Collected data

PR #306, opened 2025-08-06
Align title and caption text in minimal layout

jrauh01:
## Problem
In the minimal view mode in item lists, the check output is not properly aligned vertically with the remaining text, it's baseline is slightly too high. This is because the header is a **flexbox** with `align-items: flex-start`. Setting `align-items: baseline` did increase the total `height` of the header from `18px` to `19px`. This is not what we want and would affect the control layout in the detail area of an object.

## Solution
To solve this we have to set the header's height to fixed `1.5em`. The `align-items: baseline` now aligns the texts without increasing the `height`.

Fixes https://github.com/Icinga/icingadb-web/issues/785

### DIFF
--- a/asset/css/item-layout.less
+++ b/asset/css/item-layout.less
@@ -50,11 +50,12 @@
 
   header {
     display: flex;
-    align-items: flex-start;
+    align-items: baseline;
     justify-content: space-between;
   }
   &.minimal-item-layout > .main > header {
     max-width: 100%;
+    height: 1.5em;
   }
 
   .caption {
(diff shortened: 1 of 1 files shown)


asset/css/item-layout.less
```diff
@@ -50,8 +50,10 @@
 
   header {
     display: flex;
-    align-items: flex-start;
+    align-items: baseline;
     justify-content: space-between;
+
+    height: 1.5em;
```
nilmerg, line 56: This must not be applied to `detailed-item-layout`. The header is allowed to wrap in this case.

nilmerg (changes requested):

PR #311, opened 2025-08-22
CompatForm: Use new decorators

sukhwinder33445:


src/Compat/FormDecorator/CheckboxDecorator.php
```diff
@@ -0,0 +1,90 @@
...
+        }
+
+        $results
+            ->append($formElement)
+            ->skipDecorators('RenderElement')
+            ->append(new HtmlElement(
+                'label',
+                $attributes,
+                new HtmlElement('span', Attributes::create(['class' => 'toggle-slider']))
+            ));
```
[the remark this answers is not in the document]
nilmerg: It doesn't play nice with already existing forms otherwise.

src/Compat/CompatForm.php
```diff
@@ -3,21 +3,79 @@
...
+                'name' => 'HtmlTag',
+                'options' => [
+                    'tag' => 'div',
+                    'class' => 'control-label-group',
+                    'condition' => function (FormElement $element): bool {
+                        return ! $element instanceof FormSubmitElement
+                            && (! $element instanceof HtmlElementInterface || $element->getTag() !== 'fieldset');
+                    }
+                ]
+            ],
```
nilmerg, line 55: Do this with a custom label decorator instead. If there's no label, it must default to use `&nbsp;`

src/Compat/FormDecorator/LabelDecorator.php
```diff
@@ -0,0 +1,46 @@
...
+use ipl\Html\Attributes;
+use ipl\Html\Contract\FormElement;
+use ipl\Html\Contract\FormSubmitElement;
+use ipl\Html\Contract\HtmlElementInterface;
+use ipl\Html\FormDecorator\DecorationResults;
+use ipl\Html\HtmlElement;
+use ipl\Html\HtmlString;
+use ipl\Html\Text;
+use ipl\Html\FormDecorator\LabelDecorator as IplHtmlLabelDecorator;
+/**
```
nilmerg, line 14: missing empty lijne

src/Compat/FormDecorator/LabelDecorator.php
```diff
@@ -0,0 +1,46 @@
...
+ * Decorates the label of the form element
+ */
+class LabelDecorator extends IplHtmlLabelDecorator
```
nilmerg, line 17: At the moment, extending this class does not have any advantage. Please give it this one:

ipl\Html should provide a method to retrieve the form element label: `protected function getElementLabel(FormElement $formElement): ?ValidHtml`

Then this decorator can override it with:

```
        $label = parent::getElementLabel($formElement);
        if ($label === null) {
            return HtmlString::create('&nbsp;');
        }
```

src/Compat/FormDecorator/LabelDecorator.php
```diff
@@ -0,0 +1,46 @@
...
+            $labelAttr = null;
+            if ($isHtmlElement && $formElement->getAttributes()->has('id')) {
+                $labelAttr = new Attributes(['for' => $formElement->getAttributes()->get('id')->getValue()]);
+            }
+
+            $wrapper->addHtml(new HtmlElement('label', $labelAttr, new Text($formElement->getLabel())));
+        }
+
+        $results->prepend($wrapper);
+    }
```
nilmerg, line 45: drop this

nilmerg (changes requested):

PR #316, opened 2025-09-29
TermInput: Sanitize container IDs properly

### LINKED ISSUE #315: `TermInput` broken if it's name contains CSS selector operators
The `\ipl\Web\FormElement\TermInput` element uses its name to assign its containers an ID. With the name `my.name`, the browser evaluates this as `#my.name` requiring the ID `my` and a class `name`, instead of an ID `my.name`.

Additionally, if used as part of a fieldset, the name used is invalid or might be a duplicate as the fieldset's assigned name is ignored.

nilmerg:
fixes #315 

requires https://github.com/Icinga/ipl-html/pull/171

### DIFF
--- a/src/FormElement/TermInput.php
+++ b/src/FormElement/TermInput.php
@@ -2,6 +2,7 @@
 
 namespace ipl\Web\FormElement;
 
+use ipl\Html\Attribute;
 use ipl\Html\Attributes;
 use ipl\Html\Form;
 use ipl\Html\FormElement\FieldsetElement;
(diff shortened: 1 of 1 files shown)


src/FormElement/TermInput.php
```diff
@@ -268,19 +269,19 @@ public function prepareMultipartUpdate(ServerRequestInterface $request): array
         if ($this->valueHasBeenPasted()) {
             $updates[] = $this->termContainer();
             $updates[] = [
-                HtmlString::create(json_encode(['#' . $this->getName() . '-search-input', []])),
+                HtmlString::create(json_encode(['#' . Attribute::sanitizeId($this->getName()) . '-search-input', []])),
```
raviks789, line 272: This might still not address the duplicate ID issue, if the term inputs are added to different fieldsets with the same name in the same form. In this case both the term inputs receives the same ID. That was the reason I had previously used `getValueOfNameAttribute` instead.

raviks789 (approved):
LGTM!

PR #319, opened 2025-10-14
Let `LabelDecorator` mark required elements as such with an asterisk

### LINKED ISSUE #239: Mark required form elements with an asterisk
`Icinga\Web\Form` does this already:

image

> The [new decorator implementation](https://github.com/Icinga/ipl-html/blob/main/doc/45-Form-Decorators.md) allows to easily implement this. `\ipl\Web\Compat\FormDecorator\LabelDecorator` is a good basis and should be extended to render the asterisk as [@flourish86](https://github.com/flourish86) suggested above. In addition, it should implement `\ipl\Html\Contract\FormDecoration` to track if there is any required element in the form and render a permanently visible description at the bottom below the submit buttons. Take a look at some legacy forms in Icinga Web to get a feel for how this should look. (e.g., General configuration)

BastianLedererIcinga:
Add implementation of LabelDecorator that marks required fields with tooltops and creates an explanation below the form if necessary.

resolves #239

### DIFF
--- a/tests/Compat/CompatFormTest.php
+++ b/tests/Compat/CompatFormTest.php
@@ -157,20 +157,27 @@ HTML;
     public function testLabelDecoration(): void
     {
         $this->form->applyDefaultElementDecorators()
-            ->addElement('text', 'test_text_non_required', ['required' => false, 'label' => 'test_non_required'])
+            ->addElement(
+                'text',
+                'test_text_non_required',
+                ['required' => false, 'label' => 'test_non_required', 'id' => 'test-id-required']
+            )
             ->addElement('text', 'test_text_no_label')
-            ->addElement('text', 'test_text_required', ['required' => true, 'label' => 'test_required'])->render();
+            ->addElement(
+                'text',
+                'test_text_required',
+                ['required' => true, 'label' => 'test_required', 'id' => 'test-id-non-required']
+            );
 
-        $expected = sprintf(
-            <<<'HTML'
+        $expected = <<<'HTML'
     <form class="icinga-form icinga-controls" method="POST">
         <div class="control-group">
             <div class="control-label-group">
-                <label class="form-element-label" for="%s">
+                <label class="form-element-label" for="test-id-required">
                     test_non_required
                 </label>
             </div>
-            <input name="test_text_non_required" type="text" id="%s"/>
+            <input name="test_text_non_required" type="text" id="test-id-required"/>
         </div>
         <div class="control-group">
             <div class="control-label-group">
@@ -180,12 +187,12 @@ HTML;
         </div>
         <div class="control-group">
             <div class="control-label-group">
-                <label class="form-element-label" for="%s">
+                <label class="form-element-label" for="test-id-non-required">
                     test_required
                     <span class="required-hint" aria-hidden="true" title="Required"> *</span>
                 </label>
             </div>
-            <input required aria-required="true" name="test_text_required" type="text" id="%s"/>
+            <input required aria-required="true" name="test_text_required" type="text" id="test-id-non-required"/>
         </div>
         <ul class="form-info">
             <li>
@@ -193,12 +200,7 @@ HTML;
             </li>
         </ul>
     </form>
-HTML,
-            $this->form->getElement('test_text_non_required')->getAttribute('id')->getValue(),
-            $this->form->getElement('test_text_non_required')->getAttribute('id')->getValue(),
-            $this->form->getElement('test_text_required')->getAttribute('id')->getValue(),
-            $this->form->getElement('test_text_required')->getAttribute('id')->getValue(),
-        );
+HTML;
 
         $this->assertHtml($expected, $this->form);
     }
--- a/tests/Compat/FormDecorator/LabelDecoratorTest.php
+++ b/tests/Compat/FormDecorator/LabelDecoratorTest.php
@@ -32,19 +32,17 @@ class LabelDecoratorTest extends IplHtmlTestCase
     {
         $formElement = new TextElement('test', [
             'required' => true,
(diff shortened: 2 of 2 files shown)


asset/css/compat.less
```diff
@@ -25,6 +25,15 @@ form.icinga-form {
   }
 }
 
+.icinga-controls {
+  .required-hint {
+    font-size: 1.2em;
```
nilmerg: Please don't change the font size. This results in a higher than normal line height and offsets most of the form elements.

src/Compat/FormDecorator/LabelDecorator.php
```diff
@@ -6,75 +6,60 @@
...
-        if (! $elementAttrs->has('id')) {
-            $elementAttrs->set('id', uniqid('form-element-'));
-        }
-
-        $result = new HtmlElement(
-            'label',
-            null,
-            HtmlString::create($label)
-        );
+        $result = parent::getElementLabel($formElement) ?? HtmlString::create('&nbsp;');
```
nilmerg: Not sure if it's a good idea to render something like that: `&nbsp; <span…`

Please return early with the non-breaking space.

src/Compat/FormDecorator/LabelDecorator.php
```diff
@@ -2,15 +2,67 @@
...
+use ipl\Html\HtmlElement;
+use ipl\I18n\Translation;
+use ipl\html\Text;
 
-class LabelDecorator extends IplHtmlLabelDecorator
+class LabelDecorator extends IplHtmlLabelDecorator implements FormDecoration
 {
+    use Translation;
+
+    protected bool $requiredExplanationNeeded = false;
```
nilmerg: Add a short docstring please: `/** @var … */`

tests/Compat/FormDecorator/LabelDecoratorTest.php
```diff
@@ -23,4 +27,52 @@ public function testWithoutLabelAttribute(): void
...
+
+    public function testWithRequiredField(): void
+    {
+        $formElement = new TextElement('test', [
+            'required' => true,
+            'label' => 'test-label'
+        ]);
+
+        $results = new FormElementDecorationResult();
+        $form = (new CompatForm())->addElement($formElement);
```
nilmerg: Unittests should be lightweight and not depend on unrelated components or implementation details. You are instantiating a form only, because `decorateForm` requires one. Instead, please create and use a stub or mock.

tests/Compat/FormDecorator/LabelDecoratorTest.php
```diff
@@ -23,4 +27,52 @@ public function testWithoutLabelAttribute(): void
 
         $this->assertSame('&nbsp;', $results->assemble()->render());
     }
+
+    public function testWithRequiredField(): void
```
nilmerg: You should include an additional case:

- decorate a required elemement
- decorate a non-required element
- decorate the form
- assert that the form-info is rendered

We're dealing with internal state after all, so let's make sure it works as designed :)

tests/Compat/FormDecorator/LabelDecoratorTest.php
```diff
@@ -2,6 +2,7 @@
 
 namespace ipl\Tests\Web\Compat\FormDecorator;
 
+use ipl\Html\Form;
```
nilmerg: `ipl\Html\Contract\Form` please

tests/Compat/FormDecorator/LabelDecoratorTest.php
```diff
@@ -23,4 +28,74 @@ public function testWithoutLabelAttribute(): void
...
+            'label' => 'test-label'
+        ]);
+
+        $results = new FormElementDecorationResult();
+        $formStub = $this->createStub(Form::class);
+
+        $this->decorator->decorateFormElement($results, $formElement);
+        $this->decorator->decorateForm($results, $formStub);
+
+        $this->assertStringNotContainsString(
```
nilmerg: As this represents the counterpart of `testFormWithRequiredElement`, what about using `assertStringEndsNotWith`? :P

nilmerg (changes requested):

tests/Compat/FormDecorator/LabelDecoratorTest.php
```diff
@@ -23,4 +27,95 @@ public function testWithoutLabelAttribute(): void
...
+
+        $results = new FormElementDecorationResult();
+        $this->decorator->decorateFormElement($results, $formElement);
+
+        $this->assertStringNotContainsString(
+            '<span class="required-hint" aria-hidden="true" title="Required"> *</span>',
+            $results->assemble()->render()
+        );
+        $this->assertTrue(! $formElement->hasAttribute('aria-required')
+            || $formElement->getAttribute('aria-required')->getValue() !== "true");
```
nilmerg: Please simplify this :laughing: `assertFalse` and check only for the attribute's existence.

tests/Compat/CompatFormTest.php
```diff
@@ -150,4 +153,53 @@ public function testDuplicateSubmitButtonRespectsOriginalAttributes(): void
...
+            <li>
+                * Required field
+            </li>
+        </ul>
+    </form>
+HTML,
+            $this->form->getElement('test_text_non_required')->getAttribute('id')->getValue(),
+            $this->form->getElement('test_text_non_required')->getAttribute('id')->getValue(),
+            $this->form->getElement('test_text_required')->getAttribute('id')->getValue(),
+            $this->form->getElement('test_text_required')->getAttribute('id')->getValue(),
```
nilmerg: Same here, use explicit IDs please

Issue #331, opened 2025-11-05
FilterEditor: Cannot clear filter


sukhwinder33445:
### To reproduce:
1.	Create a filter via the search bar.
2.	Try to remove the filter via the `FilterEditor`.

### Observed behavior:
- The `FilterEditor` cannot be applied when a filter is removed (via the `delete icon`), because the input field is `required`.
- Clicking the `Clear Filter` button does not clear the filter properly, `?=` remains in the URL and an error is thrown.

nilmerg:
> The FilterEditor cannot be applied when a filter is removed (via the delete icon), because the input field is required.

If you click on the delete icon for the accompanying chain the clear button appears and we're back at the second observation 🤣 

--

Well, the clear button should probably be always visible. And always work fine.

PR #332, opened 2025-11-10
Fix/clear filter

BastianLedererIcinga:
fix: #331 
The `Clear Filter` button is now always available, and after using it no `?=` will be in the url.


sukhwinder33445 (commented):
LGTM
Please squash the commits.

nilmerg (changes requested):

nilmerg (changes requested):

nilmerg (approved):

PR #336, opened 2025-11-12
Introduce `PrimaryButtonDecorator`

sukhwinder33445:


src/Compat/FormDecorator/PrimaryButtonDecorator.php
```diff
@@ -0,0 +1,33 @@
...
+
+            $classes = implode(' ', (array) $element->getAttributes()->get('class')->getValue());
+
+            if (preg_match('/(?<=^|\s)btn-primary(?=$|\s)/', $classes)) {
+                return;
+            }
+
+            if (! $primaryButtonCandidate && ! preg_match('/\bbtn-[\w-]+/', $classes)) {
+                $primaryButtonCandidate = $element;
+            }
```
nilmerg: Can't you just cast the value to an array and handle it as such? I think it's bad practice to define multiple classes as one single string anyway, exactly due to this reason. It would make searching for other `btn-*` classes also easier.

Have you found cases where button classes are defined in a string with other classes or are you only anticipating such?

src/Compat/FormDecorator/PrimaryButtonDecorator.php
```diff
@@ -0,0 +1,42 @@
...
+
+            /** @var string[] $classes */
+            $classes = (array) $element->getAttributes()->get('class')->getValue();
+
+            // If a class attribute's value is defined as a string such as 'a b c' or as an array like ['a b c'],
+            // it is not checked for existing 'btn-*' or 'btn-primary' classes.
+            if (count($classes) === 1 && str_contains($classes[0], ' ')) {
+                $primaryButtonCandidate = $element;
+                break;
+            }
```
nilmerg: Ehm, not sure this "optimization" is necessary.

src/Compat/FormDecorator/PrimaryButtonDecorator.php
```diff
@@ -0,0 +1,42 @@
...
+
+            if (in_array('btn-primary', $classes)) {
```
nilmerg: strict: true

src/Compat/FormDecorator/PrimaryButtonDecorator.php
```diff
@@ -0,0 +1,42 @@
...
+                return;
+            }
+
+            if (! $primaryButtonCandidate && ! array_find($classes, fn($v) => str_starts_with($v, 'btn-'))) {
+                $primaryButtonCandidate = $element;
```
nilmerg: break?

src/Compat/FormDecorator/PrimaryButtonDecorator.php
sukhwinder33445: Without this condition, a value starting with `btn-a test` will skip the final if check because of the expression `! array_find($classes, fn($v) => str_starts_with($v, 'btn-'))`, and the class is not added.

src/Compat/FormDecorator/PrimaryButtonDecorator.php
```diff
@@ -0,0 +1,42 @@
...
+    public function decorateForm(DecorationResult $result, Form $form): void
+    {
+        $primaryButtonCandidate = null;
+        foreach ($form->getElements() as $element) {
+            if (! $element instanceof FormSubmitElement) {
+                continue;
+            }
+
+            /** @var string[] $classes */
+            $classes = (array) $element->getAttributes()->get('class')->getValue();
```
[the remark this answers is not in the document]
sukhwinder33445: Get creates one with `null` as value.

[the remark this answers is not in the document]
nilmerg: Exactly. The array contains null then, not just strings, so your type hint is incorrect and the remaining routine's behavior is undefined.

**How to complete this task:** Please output an exact copy of the lines above, from the opening line of the data down to the line that contains "## Solution".

**Written solution:**
PR #306, opened 2025-08-06
Align title and caption text in minimal layout

jrauh01:
## Problem
In the minimal view mode in item lists, the check output is not properly aligned vertically with the remaining text, it's baseline is slightly too high. This is because the header is a **flexbox** with `align-items: flex-start`. Setting `align-items: baseline` did increase the total `height` of the header from `18px` to `19px`. This is not what we want and would affect the control layout in the detail area of an object.

## Solution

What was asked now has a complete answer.